Task to complete —
Exactly the lines from the opening of the records through the line containing "--- a/.circleci/config.yml" should be copied, with both included.

Extracted data —
□ □ □ □

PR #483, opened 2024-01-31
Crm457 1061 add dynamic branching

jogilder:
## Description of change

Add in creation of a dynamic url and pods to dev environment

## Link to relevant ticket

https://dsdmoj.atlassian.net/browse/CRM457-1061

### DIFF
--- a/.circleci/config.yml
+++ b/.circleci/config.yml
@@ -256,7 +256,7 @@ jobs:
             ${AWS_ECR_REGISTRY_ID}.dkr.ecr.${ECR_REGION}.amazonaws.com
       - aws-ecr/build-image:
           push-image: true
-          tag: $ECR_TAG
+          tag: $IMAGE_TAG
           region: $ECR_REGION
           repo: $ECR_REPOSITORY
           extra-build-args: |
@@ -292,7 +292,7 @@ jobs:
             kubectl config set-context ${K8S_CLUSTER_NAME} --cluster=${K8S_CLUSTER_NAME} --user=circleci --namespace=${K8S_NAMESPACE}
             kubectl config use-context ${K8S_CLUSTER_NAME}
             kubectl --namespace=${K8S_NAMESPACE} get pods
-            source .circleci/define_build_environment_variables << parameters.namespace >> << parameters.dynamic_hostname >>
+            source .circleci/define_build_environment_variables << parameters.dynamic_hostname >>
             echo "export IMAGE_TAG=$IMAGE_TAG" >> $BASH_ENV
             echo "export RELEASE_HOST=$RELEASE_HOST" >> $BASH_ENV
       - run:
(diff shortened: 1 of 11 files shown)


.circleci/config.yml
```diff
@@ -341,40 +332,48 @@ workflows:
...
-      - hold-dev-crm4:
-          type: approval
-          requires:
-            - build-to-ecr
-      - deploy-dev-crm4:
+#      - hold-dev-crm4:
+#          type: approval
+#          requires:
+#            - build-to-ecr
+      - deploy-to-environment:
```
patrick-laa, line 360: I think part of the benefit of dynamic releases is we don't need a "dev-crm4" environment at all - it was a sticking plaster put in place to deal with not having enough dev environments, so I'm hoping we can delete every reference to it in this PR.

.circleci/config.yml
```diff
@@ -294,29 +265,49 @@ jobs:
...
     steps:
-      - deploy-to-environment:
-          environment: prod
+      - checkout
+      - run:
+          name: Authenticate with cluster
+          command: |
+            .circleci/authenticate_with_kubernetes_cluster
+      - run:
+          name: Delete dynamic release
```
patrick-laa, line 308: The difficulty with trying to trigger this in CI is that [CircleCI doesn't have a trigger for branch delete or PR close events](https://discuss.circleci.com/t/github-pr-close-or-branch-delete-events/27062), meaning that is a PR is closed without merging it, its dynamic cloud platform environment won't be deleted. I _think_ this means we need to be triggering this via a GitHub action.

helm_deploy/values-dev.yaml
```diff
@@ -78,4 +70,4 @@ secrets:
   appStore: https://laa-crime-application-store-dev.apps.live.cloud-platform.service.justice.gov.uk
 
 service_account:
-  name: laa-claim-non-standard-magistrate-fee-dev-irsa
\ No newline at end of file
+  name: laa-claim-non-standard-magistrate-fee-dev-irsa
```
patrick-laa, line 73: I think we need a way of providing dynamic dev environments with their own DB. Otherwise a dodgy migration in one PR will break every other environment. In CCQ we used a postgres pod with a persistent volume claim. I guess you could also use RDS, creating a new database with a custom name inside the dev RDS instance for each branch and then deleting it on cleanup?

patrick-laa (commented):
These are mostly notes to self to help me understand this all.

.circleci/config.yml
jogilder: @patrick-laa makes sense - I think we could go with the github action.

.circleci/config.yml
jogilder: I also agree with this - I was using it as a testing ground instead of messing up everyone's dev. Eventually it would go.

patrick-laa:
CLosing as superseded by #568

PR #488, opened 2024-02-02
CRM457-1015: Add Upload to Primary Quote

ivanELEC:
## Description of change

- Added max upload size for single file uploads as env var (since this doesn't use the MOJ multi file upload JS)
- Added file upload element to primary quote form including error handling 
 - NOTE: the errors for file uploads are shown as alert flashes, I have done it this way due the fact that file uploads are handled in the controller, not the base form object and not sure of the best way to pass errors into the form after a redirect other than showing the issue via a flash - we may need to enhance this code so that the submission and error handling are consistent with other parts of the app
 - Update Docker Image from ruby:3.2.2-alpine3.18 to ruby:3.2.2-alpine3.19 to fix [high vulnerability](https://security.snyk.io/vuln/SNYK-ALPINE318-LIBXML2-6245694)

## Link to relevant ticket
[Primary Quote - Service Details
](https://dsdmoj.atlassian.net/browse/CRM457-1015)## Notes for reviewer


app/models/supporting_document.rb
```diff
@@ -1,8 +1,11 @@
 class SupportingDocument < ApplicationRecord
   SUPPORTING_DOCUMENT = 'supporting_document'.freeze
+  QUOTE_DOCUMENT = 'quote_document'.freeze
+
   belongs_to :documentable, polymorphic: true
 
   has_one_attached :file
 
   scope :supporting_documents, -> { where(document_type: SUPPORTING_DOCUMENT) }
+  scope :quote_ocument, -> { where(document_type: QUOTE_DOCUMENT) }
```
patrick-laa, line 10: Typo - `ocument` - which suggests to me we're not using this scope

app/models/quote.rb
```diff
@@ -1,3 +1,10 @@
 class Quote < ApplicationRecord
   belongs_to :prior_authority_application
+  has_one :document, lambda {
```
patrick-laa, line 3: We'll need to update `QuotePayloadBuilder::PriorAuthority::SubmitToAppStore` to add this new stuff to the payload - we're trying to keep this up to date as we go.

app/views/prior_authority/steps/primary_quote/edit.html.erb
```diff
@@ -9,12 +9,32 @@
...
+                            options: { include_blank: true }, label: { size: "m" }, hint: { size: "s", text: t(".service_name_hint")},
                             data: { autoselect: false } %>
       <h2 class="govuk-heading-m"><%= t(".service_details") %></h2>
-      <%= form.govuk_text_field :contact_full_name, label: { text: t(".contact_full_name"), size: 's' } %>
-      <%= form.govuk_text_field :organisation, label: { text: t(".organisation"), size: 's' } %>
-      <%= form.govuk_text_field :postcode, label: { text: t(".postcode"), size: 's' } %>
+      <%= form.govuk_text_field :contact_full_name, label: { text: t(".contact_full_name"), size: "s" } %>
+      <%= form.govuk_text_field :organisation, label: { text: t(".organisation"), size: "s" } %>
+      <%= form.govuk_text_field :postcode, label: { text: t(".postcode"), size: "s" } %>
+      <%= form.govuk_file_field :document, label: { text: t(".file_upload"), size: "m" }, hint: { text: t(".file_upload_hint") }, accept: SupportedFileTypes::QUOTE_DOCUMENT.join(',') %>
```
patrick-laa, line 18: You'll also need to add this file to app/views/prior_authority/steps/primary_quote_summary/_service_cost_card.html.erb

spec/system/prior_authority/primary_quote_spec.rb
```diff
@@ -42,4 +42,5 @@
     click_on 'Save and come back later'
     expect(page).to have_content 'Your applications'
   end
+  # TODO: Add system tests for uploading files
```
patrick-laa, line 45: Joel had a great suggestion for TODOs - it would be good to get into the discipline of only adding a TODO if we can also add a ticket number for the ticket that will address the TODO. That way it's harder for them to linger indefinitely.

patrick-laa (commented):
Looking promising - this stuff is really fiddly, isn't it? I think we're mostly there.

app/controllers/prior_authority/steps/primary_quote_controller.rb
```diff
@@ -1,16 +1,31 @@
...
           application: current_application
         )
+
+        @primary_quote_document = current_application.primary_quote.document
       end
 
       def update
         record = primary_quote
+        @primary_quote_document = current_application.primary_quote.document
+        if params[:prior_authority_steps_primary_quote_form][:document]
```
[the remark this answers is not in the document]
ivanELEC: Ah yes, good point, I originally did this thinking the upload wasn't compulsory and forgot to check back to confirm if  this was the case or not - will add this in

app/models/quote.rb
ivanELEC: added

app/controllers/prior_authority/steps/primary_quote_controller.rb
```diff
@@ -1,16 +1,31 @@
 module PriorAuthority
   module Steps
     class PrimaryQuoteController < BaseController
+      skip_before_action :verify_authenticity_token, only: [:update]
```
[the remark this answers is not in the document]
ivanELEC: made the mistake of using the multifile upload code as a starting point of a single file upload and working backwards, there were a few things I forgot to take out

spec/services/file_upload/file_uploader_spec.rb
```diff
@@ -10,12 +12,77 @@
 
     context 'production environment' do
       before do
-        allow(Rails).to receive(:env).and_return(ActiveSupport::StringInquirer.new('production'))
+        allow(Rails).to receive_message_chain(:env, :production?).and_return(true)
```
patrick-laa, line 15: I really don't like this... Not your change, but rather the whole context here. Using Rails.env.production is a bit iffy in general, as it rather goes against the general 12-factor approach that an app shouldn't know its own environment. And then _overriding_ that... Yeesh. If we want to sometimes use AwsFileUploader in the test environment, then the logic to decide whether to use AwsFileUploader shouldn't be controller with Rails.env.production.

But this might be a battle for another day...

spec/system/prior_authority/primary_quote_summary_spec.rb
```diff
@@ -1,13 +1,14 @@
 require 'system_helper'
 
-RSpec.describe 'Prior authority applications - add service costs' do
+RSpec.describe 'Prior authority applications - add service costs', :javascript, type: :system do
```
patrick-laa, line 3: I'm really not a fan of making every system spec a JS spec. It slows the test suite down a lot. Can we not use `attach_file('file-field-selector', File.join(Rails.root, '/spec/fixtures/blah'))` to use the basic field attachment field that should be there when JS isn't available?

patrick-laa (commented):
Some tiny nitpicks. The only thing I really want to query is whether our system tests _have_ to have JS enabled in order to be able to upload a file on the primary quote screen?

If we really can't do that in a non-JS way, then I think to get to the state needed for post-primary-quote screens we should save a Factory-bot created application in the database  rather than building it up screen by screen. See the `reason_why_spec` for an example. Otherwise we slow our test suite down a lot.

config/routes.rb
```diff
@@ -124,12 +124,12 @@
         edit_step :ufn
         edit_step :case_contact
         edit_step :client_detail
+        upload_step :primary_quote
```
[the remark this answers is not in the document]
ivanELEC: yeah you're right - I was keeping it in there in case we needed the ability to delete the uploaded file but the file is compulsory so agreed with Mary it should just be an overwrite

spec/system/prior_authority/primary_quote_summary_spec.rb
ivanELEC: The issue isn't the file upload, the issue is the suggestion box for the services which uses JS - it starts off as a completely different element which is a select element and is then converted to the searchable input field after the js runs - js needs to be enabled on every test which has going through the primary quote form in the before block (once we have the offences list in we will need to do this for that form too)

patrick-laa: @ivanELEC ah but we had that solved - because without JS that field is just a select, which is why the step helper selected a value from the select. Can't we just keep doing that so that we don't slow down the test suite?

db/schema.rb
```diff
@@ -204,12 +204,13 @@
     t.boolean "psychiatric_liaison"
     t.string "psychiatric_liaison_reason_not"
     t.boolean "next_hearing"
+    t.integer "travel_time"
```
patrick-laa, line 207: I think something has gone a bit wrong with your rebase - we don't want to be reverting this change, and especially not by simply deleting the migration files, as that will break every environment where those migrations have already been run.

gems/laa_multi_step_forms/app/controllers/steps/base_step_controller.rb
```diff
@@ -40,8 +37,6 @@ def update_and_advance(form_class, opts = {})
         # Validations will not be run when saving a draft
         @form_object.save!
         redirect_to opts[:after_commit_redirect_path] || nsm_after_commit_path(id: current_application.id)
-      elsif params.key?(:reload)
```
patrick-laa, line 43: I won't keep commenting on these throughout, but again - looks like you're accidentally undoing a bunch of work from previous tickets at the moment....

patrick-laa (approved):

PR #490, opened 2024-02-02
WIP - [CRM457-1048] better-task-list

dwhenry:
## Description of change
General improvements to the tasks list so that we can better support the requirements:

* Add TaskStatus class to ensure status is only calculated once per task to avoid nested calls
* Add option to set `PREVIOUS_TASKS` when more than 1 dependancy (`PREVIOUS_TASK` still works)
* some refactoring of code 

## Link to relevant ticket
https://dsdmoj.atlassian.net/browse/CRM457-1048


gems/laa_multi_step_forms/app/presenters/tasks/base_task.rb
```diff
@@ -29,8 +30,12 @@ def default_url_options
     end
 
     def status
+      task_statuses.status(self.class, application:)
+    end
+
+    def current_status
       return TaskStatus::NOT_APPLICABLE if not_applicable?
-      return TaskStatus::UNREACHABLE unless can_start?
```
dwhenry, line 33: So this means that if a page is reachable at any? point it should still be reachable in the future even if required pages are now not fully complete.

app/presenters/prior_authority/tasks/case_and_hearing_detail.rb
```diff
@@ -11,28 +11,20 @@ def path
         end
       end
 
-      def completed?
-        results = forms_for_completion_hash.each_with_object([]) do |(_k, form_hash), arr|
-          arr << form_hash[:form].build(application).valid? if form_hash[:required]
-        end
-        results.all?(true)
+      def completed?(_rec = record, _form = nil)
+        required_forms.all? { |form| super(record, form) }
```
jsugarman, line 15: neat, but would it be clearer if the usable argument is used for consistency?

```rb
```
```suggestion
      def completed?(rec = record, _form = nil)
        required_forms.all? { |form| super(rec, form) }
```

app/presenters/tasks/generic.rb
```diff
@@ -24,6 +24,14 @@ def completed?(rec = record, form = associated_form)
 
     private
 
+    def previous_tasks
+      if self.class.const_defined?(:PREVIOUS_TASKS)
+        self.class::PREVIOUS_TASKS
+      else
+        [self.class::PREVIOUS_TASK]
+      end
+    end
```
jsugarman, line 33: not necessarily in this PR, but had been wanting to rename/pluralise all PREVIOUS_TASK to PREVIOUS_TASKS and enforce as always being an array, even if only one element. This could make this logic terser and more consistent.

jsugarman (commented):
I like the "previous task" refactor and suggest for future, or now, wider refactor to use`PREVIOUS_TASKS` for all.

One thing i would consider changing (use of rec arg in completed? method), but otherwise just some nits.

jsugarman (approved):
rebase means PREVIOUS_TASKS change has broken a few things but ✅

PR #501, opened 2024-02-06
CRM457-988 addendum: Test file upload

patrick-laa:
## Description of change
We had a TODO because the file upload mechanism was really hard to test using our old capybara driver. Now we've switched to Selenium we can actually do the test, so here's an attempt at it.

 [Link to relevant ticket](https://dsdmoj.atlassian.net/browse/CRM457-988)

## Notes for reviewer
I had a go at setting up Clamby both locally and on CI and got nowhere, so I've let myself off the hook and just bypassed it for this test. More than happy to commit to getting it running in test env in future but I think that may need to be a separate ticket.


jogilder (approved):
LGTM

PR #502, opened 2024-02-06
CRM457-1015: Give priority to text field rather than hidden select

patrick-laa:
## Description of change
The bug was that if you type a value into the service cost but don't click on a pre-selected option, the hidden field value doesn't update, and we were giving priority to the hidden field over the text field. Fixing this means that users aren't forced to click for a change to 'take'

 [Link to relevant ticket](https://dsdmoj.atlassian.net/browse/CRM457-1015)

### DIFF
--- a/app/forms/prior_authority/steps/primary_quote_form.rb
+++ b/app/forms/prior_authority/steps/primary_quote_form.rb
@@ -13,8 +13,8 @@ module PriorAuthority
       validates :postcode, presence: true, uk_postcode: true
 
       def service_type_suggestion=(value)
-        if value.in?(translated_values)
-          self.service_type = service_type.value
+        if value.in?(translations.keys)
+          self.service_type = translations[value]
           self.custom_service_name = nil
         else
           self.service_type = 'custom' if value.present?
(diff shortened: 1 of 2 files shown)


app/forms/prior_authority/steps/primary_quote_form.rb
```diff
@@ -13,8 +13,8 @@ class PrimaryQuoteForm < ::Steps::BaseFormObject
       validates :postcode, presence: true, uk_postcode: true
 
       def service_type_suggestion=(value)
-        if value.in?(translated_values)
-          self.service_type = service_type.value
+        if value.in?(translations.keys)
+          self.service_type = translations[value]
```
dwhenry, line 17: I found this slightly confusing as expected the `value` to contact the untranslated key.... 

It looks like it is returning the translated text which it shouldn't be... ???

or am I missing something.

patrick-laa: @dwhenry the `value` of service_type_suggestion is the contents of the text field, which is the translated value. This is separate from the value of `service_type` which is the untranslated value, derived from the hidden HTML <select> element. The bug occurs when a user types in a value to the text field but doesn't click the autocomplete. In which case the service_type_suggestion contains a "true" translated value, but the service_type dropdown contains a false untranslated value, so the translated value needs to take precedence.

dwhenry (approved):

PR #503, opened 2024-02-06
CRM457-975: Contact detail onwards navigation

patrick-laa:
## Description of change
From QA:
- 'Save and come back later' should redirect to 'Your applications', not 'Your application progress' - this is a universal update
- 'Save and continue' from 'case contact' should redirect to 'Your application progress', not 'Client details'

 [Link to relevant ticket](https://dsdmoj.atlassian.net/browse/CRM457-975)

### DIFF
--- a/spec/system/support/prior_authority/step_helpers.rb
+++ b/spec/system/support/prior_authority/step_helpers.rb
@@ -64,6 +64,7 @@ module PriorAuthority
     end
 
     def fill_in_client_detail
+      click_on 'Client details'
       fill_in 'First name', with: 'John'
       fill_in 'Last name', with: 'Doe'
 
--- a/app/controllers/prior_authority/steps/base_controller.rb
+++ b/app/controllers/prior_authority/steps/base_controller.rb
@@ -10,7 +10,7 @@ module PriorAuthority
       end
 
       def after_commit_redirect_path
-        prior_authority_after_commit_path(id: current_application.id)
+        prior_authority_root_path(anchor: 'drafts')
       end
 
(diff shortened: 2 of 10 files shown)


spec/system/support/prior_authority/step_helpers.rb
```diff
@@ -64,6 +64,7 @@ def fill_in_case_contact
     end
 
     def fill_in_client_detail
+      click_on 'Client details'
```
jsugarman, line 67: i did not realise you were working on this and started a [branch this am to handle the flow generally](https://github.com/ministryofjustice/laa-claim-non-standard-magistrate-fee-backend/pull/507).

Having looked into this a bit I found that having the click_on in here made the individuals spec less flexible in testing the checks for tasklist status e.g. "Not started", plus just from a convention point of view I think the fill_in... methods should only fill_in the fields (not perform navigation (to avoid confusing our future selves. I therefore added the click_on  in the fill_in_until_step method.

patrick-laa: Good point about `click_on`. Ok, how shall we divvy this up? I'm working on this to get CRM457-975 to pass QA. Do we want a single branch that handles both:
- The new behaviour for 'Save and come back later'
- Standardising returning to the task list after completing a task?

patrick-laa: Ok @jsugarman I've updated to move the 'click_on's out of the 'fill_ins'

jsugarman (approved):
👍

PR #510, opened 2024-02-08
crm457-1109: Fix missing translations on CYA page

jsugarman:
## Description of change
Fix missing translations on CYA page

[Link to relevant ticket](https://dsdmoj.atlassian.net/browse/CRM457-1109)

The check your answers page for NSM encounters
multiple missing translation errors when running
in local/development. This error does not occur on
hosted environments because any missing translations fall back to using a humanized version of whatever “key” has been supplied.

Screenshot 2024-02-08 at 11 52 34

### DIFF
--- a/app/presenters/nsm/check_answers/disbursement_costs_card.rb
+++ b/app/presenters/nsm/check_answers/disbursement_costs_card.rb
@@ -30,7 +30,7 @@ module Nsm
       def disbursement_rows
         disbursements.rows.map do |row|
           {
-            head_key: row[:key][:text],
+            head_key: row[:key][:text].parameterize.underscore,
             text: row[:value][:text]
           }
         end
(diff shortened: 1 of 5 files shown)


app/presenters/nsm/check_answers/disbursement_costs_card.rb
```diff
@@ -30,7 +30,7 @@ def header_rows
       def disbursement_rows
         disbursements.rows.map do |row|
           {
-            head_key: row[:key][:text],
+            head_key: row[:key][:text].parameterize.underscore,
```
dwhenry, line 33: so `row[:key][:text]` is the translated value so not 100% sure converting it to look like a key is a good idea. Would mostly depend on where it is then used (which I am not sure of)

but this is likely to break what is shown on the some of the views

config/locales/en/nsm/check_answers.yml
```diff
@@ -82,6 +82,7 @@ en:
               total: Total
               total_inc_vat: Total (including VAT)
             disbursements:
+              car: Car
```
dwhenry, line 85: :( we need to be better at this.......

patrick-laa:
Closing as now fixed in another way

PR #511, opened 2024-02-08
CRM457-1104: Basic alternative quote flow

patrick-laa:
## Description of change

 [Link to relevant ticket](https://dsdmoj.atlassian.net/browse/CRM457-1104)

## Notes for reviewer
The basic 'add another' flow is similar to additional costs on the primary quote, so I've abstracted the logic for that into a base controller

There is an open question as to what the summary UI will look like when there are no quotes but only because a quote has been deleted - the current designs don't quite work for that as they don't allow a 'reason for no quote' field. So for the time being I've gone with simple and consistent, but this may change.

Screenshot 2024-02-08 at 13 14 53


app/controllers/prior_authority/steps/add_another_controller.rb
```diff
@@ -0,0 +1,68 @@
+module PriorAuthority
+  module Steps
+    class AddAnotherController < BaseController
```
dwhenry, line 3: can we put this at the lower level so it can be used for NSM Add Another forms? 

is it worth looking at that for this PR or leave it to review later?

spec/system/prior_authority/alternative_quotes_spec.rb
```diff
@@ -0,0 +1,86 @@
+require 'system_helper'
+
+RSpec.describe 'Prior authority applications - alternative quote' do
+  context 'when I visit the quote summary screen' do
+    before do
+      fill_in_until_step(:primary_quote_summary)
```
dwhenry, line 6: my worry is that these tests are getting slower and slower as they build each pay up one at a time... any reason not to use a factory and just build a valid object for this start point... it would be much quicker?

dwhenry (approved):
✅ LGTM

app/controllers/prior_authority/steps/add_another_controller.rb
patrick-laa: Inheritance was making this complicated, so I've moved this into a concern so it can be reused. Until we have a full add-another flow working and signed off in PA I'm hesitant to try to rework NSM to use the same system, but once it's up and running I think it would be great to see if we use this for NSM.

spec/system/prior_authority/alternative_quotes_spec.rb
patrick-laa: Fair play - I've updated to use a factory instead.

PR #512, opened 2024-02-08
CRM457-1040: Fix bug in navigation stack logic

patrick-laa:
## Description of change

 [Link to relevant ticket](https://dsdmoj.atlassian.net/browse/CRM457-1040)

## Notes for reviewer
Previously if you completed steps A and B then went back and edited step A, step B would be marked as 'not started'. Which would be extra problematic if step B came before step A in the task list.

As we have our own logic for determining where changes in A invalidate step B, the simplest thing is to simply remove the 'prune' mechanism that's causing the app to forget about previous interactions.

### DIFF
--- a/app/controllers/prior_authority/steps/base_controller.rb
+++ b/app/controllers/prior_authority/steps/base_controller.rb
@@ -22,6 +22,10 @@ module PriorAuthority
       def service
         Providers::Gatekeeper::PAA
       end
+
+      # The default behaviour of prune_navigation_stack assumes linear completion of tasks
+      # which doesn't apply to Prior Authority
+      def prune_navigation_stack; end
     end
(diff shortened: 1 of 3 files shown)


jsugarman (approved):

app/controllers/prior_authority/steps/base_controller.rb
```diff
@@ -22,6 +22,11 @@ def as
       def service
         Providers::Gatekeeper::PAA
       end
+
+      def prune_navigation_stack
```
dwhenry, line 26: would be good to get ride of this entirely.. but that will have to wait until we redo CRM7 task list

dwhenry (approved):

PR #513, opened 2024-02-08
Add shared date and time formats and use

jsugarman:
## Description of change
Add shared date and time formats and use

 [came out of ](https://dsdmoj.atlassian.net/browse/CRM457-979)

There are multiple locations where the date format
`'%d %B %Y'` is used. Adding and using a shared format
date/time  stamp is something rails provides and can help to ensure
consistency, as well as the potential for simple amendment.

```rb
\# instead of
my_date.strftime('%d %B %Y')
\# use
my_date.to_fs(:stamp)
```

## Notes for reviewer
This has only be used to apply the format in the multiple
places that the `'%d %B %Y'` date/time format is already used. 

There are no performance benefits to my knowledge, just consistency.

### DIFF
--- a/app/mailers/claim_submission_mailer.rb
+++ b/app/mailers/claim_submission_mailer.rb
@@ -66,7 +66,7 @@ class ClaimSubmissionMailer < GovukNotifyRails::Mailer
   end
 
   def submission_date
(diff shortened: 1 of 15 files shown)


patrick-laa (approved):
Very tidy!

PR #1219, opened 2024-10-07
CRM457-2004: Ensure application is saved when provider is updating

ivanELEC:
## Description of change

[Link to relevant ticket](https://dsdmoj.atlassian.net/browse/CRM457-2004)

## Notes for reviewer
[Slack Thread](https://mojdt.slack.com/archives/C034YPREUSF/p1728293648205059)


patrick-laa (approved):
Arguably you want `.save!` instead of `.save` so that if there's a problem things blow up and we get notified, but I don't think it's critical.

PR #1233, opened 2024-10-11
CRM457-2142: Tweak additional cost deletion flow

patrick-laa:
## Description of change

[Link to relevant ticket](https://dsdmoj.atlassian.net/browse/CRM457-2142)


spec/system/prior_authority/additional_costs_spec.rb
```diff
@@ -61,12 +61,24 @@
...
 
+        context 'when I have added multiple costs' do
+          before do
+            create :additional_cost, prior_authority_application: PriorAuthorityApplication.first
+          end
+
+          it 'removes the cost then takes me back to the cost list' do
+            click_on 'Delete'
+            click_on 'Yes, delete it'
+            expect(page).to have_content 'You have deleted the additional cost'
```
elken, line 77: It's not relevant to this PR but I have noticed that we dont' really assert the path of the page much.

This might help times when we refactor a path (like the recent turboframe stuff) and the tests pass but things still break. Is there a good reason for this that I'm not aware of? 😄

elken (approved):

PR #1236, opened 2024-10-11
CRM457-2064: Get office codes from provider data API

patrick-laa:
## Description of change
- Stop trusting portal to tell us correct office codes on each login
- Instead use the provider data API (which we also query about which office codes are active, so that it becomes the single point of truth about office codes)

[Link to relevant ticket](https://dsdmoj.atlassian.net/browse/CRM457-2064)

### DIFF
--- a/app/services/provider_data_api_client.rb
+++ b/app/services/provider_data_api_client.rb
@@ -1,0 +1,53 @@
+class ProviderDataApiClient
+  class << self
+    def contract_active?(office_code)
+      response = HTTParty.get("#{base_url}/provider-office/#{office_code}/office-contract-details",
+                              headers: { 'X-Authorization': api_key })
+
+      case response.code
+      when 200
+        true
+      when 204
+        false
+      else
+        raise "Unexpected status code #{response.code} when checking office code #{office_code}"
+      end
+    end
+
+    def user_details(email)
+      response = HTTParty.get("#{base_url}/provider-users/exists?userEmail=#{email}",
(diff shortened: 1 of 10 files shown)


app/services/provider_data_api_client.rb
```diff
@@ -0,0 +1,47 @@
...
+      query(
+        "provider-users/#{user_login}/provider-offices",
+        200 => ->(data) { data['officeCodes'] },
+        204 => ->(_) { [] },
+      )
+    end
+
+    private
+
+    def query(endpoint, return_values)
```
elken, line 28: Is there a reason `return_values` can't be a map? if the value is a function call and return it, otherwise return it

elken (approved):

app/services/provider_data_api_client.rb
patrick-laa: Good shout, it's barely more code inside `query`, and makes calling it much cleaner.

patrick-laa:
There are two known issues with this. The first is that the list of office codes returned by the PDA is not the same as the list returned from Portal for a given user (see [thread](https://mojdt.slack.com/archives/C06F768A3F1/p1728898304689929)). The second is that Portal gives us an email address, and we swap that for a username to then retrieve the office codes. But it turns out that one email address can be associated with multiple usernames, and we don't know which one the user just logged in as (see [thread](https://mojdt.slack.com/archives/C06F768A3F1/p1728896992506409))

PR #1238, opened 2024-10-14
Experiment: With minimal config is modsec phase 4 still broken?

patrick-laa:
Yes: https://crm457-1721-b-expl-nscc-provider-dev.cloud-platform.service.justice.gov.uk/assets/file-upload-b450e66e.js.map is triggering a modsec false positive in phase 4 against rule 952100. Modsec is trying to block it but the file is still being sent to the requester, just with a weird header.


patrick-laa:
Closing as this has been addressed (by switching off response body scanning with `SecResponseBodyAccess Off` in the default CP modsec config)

□ □ □ □

Result of this task —
PR #483, opened 2024-01-31
Crm457 1061 add dynamic branching

jogilder:
## Description of change

Add in creation of a dynamic url and pods to dev environment

## Link to relevant ticket

https://dsdmoj.atlassian.net/browse/CRM457-1061

### DIFF
--- a/.circleci/config.yml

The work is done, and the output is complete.